Leverkusen muss bereits am Mittwochabend beim Hamburger SV zum Bundesliga-Nachholspiel antreten. Quansah betonte die Dringlichkeit einer Leistungssteigerung: „Es ist nicht das Ende der Welt, das müssen wir bedenken, denn es kommen noch viele Spiele und wichtige Monate. Wir müssen jetzt Spiele gewinnen. Es gibt keine Ausreden mehr.

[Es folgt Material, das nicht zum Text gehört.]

PR #1552, opened 2020-12-21
Random Background image

WoodyLetsCode:
Hey,
this adds an option to UI Settings to enable random background images.
A new background image will be generated after every reload.

grafik


Aircoookie:
Why not 😄 Those random images from the link are quite nice!

PR #1583, opened 2020-12-27
Add support for WT32-ETH01 ethernet board and make ethernet support configurable

lonestriker:
I've added support for the cheap WT32-ETH01 board as well as making the ethernet support itself configurable.  It should now be possible to build in general ethernet support to the base ESP32 image, without needing a special build just for ethernet boards.  You just need to access WLED-AP after flashing and select the ethernet board you're using.  The default is 'None' which disables ethernet support.

I've tested on both my ESP32-POE as well as the WT32-ETH01 boards and things behave as expected.  Please let me know if you have any suggestions for changes or have any questions.

Thanks!


lonestriker:
@Aircoookie I've updated the PR to include @k7bbr's  the BTNPIN change that fixes reported issues with the WT32-ETH01 boards. When you have a moment, can you take a look at the PR and let me know if there are any suggestions or changes needed to be merged into your mainline?

Aircoookie:
Hi!
Sorry, I completely missed this before I made my proposal of adding a new environment! Thank you for making this :)
I'm not yet sure if Ethernet is a good option to have configurable at runtime though - one issue is that the ETH library uses quite a bit of extra RAM compared to WiFi only (we could afford those 30k though if need be). Secondly, having the Ethernet setting on boards that don't support it could lead to confusion. As an alternative, we could make binaries with Ethernet compiled in available in future releases. This would make a lot of sense once LED type + pin is runtime selectable (as that is not dependant on the board type itself, unlike the ethernet hardware)

lonestriker:
The build right now limited to the _poe target.  That target supports both ESP32-POE and WT32-ETH01 now (or None as well, but you can grab the normal build if you want Wi-Fi only.)  My understanding is that the ESP32 has a lot of flash and PSRAM in general, so an extra 30KB shouldn't really be too onerous if you were to make a single Wi-Fi + Ethernet target.

I might suggest that we change the _poe target though and rename it to _eth if you decide to merge this PR in.

k7bbr:
I like the idea to rename the target to _eth if the PR is merged. As @lonestriker Having a single WiFi + Ethernet build would be nice in the future if the RAM overhead isn't too much. If not, the idea of a compiled binary, as @Aircoookie mentioned, in future releases would be fine for now too. If that was the route taken, it wouldn't be too hard to point Ethernet board users to the _eth binary if they wanted to use the board.

Aircoookie:
Apologies, I didn't realize that it already compiled in only on the _poe target! (also in favor of renaming to esp32_eth)
I think I'll add a little JS that hides the settings option itself if ethernet is not compiled in and then I can merge :)

Aircoookie:
Ok, made a few little adjustments :)
- Prevent compile error if "WLED_USE_ETHERNET" not defined (which disables the `ethernetType` setting, but did not do so in xml.cpp and set.cpp)
- `ethernetType` defaults to ESP32_POE instead of None. If ethernet is compiled in, that pretty much guarantees it is used on an Ethernet board (at least for now), so for ESP32_POE users ethernet will work without having to connect to WLED-AP just to enable ethernet.
- As mentioned before, hide the setting if ethernet is not compiled in.

Give it a test if you'd like, will merge tomorrow!

k7bbr:
Thanks! I'll give it a test tonight.

lonestriker:
@Aircoookie works fine for me on ESP32-POE and WT32-EHT01 boards

PR #1589, opened 2020-12-28
Add Aurora Borealis effect

Mazn1191:
Added an aurora borealis effect based on my Arduino project: https://github.com/Mazn1191/Arduino-Borealis
I also added a second aurora palette since the original one doesn't quite felt right.


Mazn1191:
I noticed I handle memory very poorly. Will need to do some rework.

Aircoookie:
Thank you for the PR :)
Yes, dynamically reallocating memory all the time isn't so good.
If you'd like, you can request a certain amount of memory for your effect using SEGENV.data (in this case that would be 20*the wave class size) and cast that pointer to your class.
Take a look at the `mode_starbust` or `mode_dynamic` effects to see how to use it :)

Mazn1191:
Thank you for the response :)
It took me a little longer to fully understand the concept and get an overview of all the functionality offered.
But I think now I've got it. I think I'll only allocate memory needed for the current amount of waves currently set by the slider. Always hogging memory for 20 waves seems a bit selfish :D 20 waves should need about 640byte of memory.

Mazn1191:
Memory issues should be sorted out now ;)

obar:
I was so impressed with the Aurora effect that I had to look up this pull request to share a compliment. I love how this blends in so nicely when changing between color schemes. Well done @Mazn1191!

PR #1609, opened 2021-01-01
Re-added countdown setup

SamPUG:
I think that in the transition to FS storage, the countdown timer setup has been forgotten. On the current version, when the countdown is set, `countdownTime` is not set, and remains at the default. 

`setCountdown()` used to be called in `saveSettingsToEEPROM()` so I thought that the `serializeConfig()` function was the best place to re-add the functionality.


Aircoookie:
Hi! Cool to see that I am not the only one to use the countdown feature for new years and thank you for contributing the fix!
I had already fixed it as well in https://github.com/Aircoookie/WLED/commit/f5ed710c0b731076afdd1c5f0d75558f9faac222
Sorry for not finding the issue earlier :)

Issue #1605, opened 2020-12-31
Need ALEXA and MQTT in usermod [asap ;-)]


gsieben:
Now I'm stuck with my project a little bit. I have made an integration for relays in the webfrontend/APP and JSON. Now I would like to do the same for ALEXA and MQTT. But now I have a problem. Because there is no user mod option for ALEXA like there is for JSON (e.g. void addToJsonState(JsonObject& root)) and Config.

The relays are configured in the setup of the webfrontend. The relays can be added flexibly without having to recompile. But since I don't know the number of relays, I can't use alexa.cpp as a workaround. 

If you are interested, you can have a look at the current state in my fork. It is up to date with wled/master. You can also quickly see what else would be quite useful for usermods. I wrote as little as possible in the main code. Nevertheless there are numerous interventions (see the readme.md) of my usermod. 

https://github.com/gsieben/WLED

Cheers Gabriel (And a happy new year)

![Webpage](https://user-images.githubusercontent.com/2237858/103388757-2f95c500-4b0b-11eb-8bd0-4ae3295ced6d.png)
![Webpage2](https://user-images.githubusercontent.com/2237858/103388882-b185ee00-4b0b-11eb-8d01-7072595cc4eb.png)
![Webpage3](https://user-images.githubusercontent.com/2237858/103388761-30c6f200-4b0b-11eb-88fc-5bd953ca6db2.png)
![Webpage4](https://user-images.githubusercontent.com/2237858/103388762-315f8880-4b0b-11eb-8b00-2bd590a74d4b.png)
![Webpage5](https://user-images.githubusercontent.com/2237858/103388763-315f8880-4b0b-11eb-80a4-5790d6acbb31.png)

PR #1614, opened 2021-01-03
Relay Control Webpage/APP HTML API JSON API

gsieben:
Since I absolutely wanted to have a control for relays, I programmed this without further delay. At first I wanted to program the whole LED control. I already have some finished projects that I just wanted to put together. But then I came across this wonderful WLED. So why should I do the work. The project can do more than my other projects combined. Thanks for this @Aircoookie.

But the integration via Alexa or MQTT which already exist was not enough for me. I also wanted to control the Relais via Webpage/App and with JSON. As flexible as possible. But this is an intermediate state. Because the Alexa and MQTT integration is not yet done. That still follows. 

Unfortunately, I had to intervene in some places in the main code. There is more of a manual patch than just a usermod, so to speak. The pullrequest targets the user mod: `GeoGab-Relays`, not more. The Alexa and MQTT integration I catch up when the integration is better supported. I want to avoid making such a complicated code as done in usermod  mqtt_switch_v2 and I want to avoid interfering even more with the main code. Therefore enhancement request #1605. 

Greetings Gabriel

Pleas find more informations at: https://github.com/gsieben/WLED/tree/master/usermods/GeoGab-Relays


blazoncek:
Hi, I have recently started implementing user configurable usermods and have (among other things) created a multi-relay usermod that serves a similar purpose as yours.
The difference being that relays in my usermod cannot be switched from outside (only WLED's on/off controls them) and yours being controlled from outside only (and no WLED integration), but I can see it beneficial to add those two functionalities together.
Since you implemented settings_relay.htm to do both configuring and changing this needs a _hack_ into existing core WLED which serves _only_ this usermod, which I think is not best approach.
I propose that we combine our usermods (no need for separate settings page from mine and JSON changing state from yours) to make universal multi-relay usermod that can be configured as a user wants during runtime.
What do you think?

PR #1617, opened 2021-01-03
Allow the temperature sensor pin to be configured

jeremypoulter:
I have a custom board that I needed to configure the pin to a different one than the default so this change allows the the pin to be configured by setting `USERMOD_DALLASTEMPERATURE_PIN`.

### DIFF
--- a/usermods/Temperature/usermod_temperature.h
+++ b/usermods/Temperature/usermod_temperature.h
@@ -4,11 +4,15 @@
 
 #include <DallasTemperature.h> //DS18B20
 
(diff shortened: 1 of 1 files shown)


blazoncek:
The latest apha version in my fork dev branch has the ability to change the usermod parameters on the fly during runtime.
It is expected to be available in next release.
You are welcome to give it a try and report back with any issues you may encounter.

jeremypoulter:
Can confirm this PR is no longer needed

PR #1637, opened 2021-01-11
Search bar and palettes preview

Moustachauve:
This changes the interface for palettes and effects selection.
For both of them, there is now a search bar at the top to find the item of your choice.
For palettes, there is now also a color preview under the name of the palette.

Here is what the palettes look like:

Here is a gif of the search bar in action:


Moustachauve:
I'm still working on this. For example, I still need to add support for the fastled palettes that are not defined in `const byte* const gGradientPalettes[]`

Moustachauve:
I think this is as ready as I can make it!

andyshinn:
Adding my feedback from Discord here as well:

* The palette list doesn't show colors until I click. Bug?
* Color palette icon maybe could be aligned with text?
* Previous effect list pinned "Solid" up top to make it easily accessible. Do we want to keep this?
* The chosen effect isn't quickly viewed without scrolling. Do we want to pin it as well?

Moustachauve:
Hey @andyshinn. as discussed on discord, the first point "The palette list doesn't show colors until I click. Bug?" This only happens in the merge of the multistrip branch. It should not happen in this PR.

All the other points are good feedback. I'll implement the solid button shortcut and the color palette alignment. 

The palette pinning will be part of a future improvement

Moustachauve:
All bugs should be fixed now and all suggestions implemented!

Moustachauve:
I changed the checkboxes to be radio buttons

PR #2031, opened 2021-06-18
made sn_photorisistor configarable

DickSwart:


blazoncek:
Hi Dick, we made some changes in how usermod settings are processed. During this process I had to change your usermod to comply with new data structure (it should be much simpler now).
Could you revise your usermod if it is still performing well?

I would also encourage you to add the possibility to select analog input pin on ESP32 (and ignore the setting on ESP8266).

PR #2043, opened 2021-06-27
Usermod settings v2

blazoncek:
- added POST field parsing
- simpler handling in readFromConfig()

Temperature & 4 Line Display also got some enhancements.


Aircoookie:
Very awesome! I have reverted some of the style changes, as the bigger text size in inputs make the labels too small on mobile devices. Love the larger checkboxes though.

Dallas parasite power is also a great addition, didn't test it, but nice to have :)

Es geht darum, dass wir uns für die Champions League qualifizieren.“

Der Verteidiger, der gegen Mainz mit 35,08 km/h als schnellster Spieler auf dem Platz gemessen wurde, zeigte sich trotz der aktuellen Schwierigkeiten zuversichtlich: „In der Liga liefen einige Spiele gut, aber das war definitiv keins davon.“

Druck als zusätzliche Motivation

Nach nur einem Punkt aus den letzten beiden Bundesliga-Spielen wächst der Druck auf die Werkself. Quansah sieht dies jedoch nicht als Problem, sondern als Chance: „Wir haben schon einige Male Druck verspürt und angenommen. Wir sind jung und können furchtlos sein. Wir sollten mit Selbstvertrauen hinausgehen und wissen, dass wir den Gegner schlagen und übertrumpfen können. Wenn wir das nicht schaffen, ist es unmöglich, in dieser Liga Punkte zu sammeln.“

Die ungewöhnlich offene Kritik eines Spielers im eigenen Klub-TV zeigt, wie ernst die Situation bei Bayer Leverkusen mittlerweile eingeschätzt wird. Während Quansah mit seinem Tor und seiner Laufleistung (BILD-Note 2) persönlich überzeugte, machte er deutlich, dass individuelle Klasse allein nicht ausreicht, wenn das Team als Ganzes nicht funktioniert.